NAME
Search::FreeText::LexicalAnalysis::Stem - lexicon interface to Lingua::Stem
DESCRIPTION
A filter which uses Lingua::Stem to implement the Porter stemming algorithm. This can then be included in a search system as a part of the indexing and query system.
The filter is wrapped up a bit. This is because Lingua::Stem turns nonwords into absolutely nothing at all. To overcome this, we only stem words, and merge nonwords back in after they have been stemmed.
SYNOPSIS
my $stemmer = new Search::FreeText::LexicalAnalysis::Stem ();
my $words = $lexicaliser->process($oldwords);
METHODS
- $self->initialize();
-
Called when the lexicon system is initialised. This method actually creates and stores the stemmer, and can be overridden if needed.
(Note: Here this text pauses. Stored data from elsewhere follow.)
PR #701, opened 2018-09-01
Default in MoveParams#property_keys

onemanstartup:
Basically the same PR as https://github.com/ruby-grape/grape-swagger/pull/630 only different key.

default property is already supported, but not when moved from params to definition

### DIFF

- $self->process($oldwords);
-
Called to process a reference to an array of words, and returns a reference to an array of stemmed words for further processing. Words that are not stemmable are left in place, which is a slight performance hit as we need to wrap Lingua::Stem, but these are real words for indexing so we mustn't just lose them!
AUTHOR
Stuart Watt <S.N.K.Watt@rgu.ac.uk>
Copyright (c) 2003 The Robert Gordon University. All rights reserved.
This program is free software; you can redistribute it and/or modify it under the same terms as Perl itself.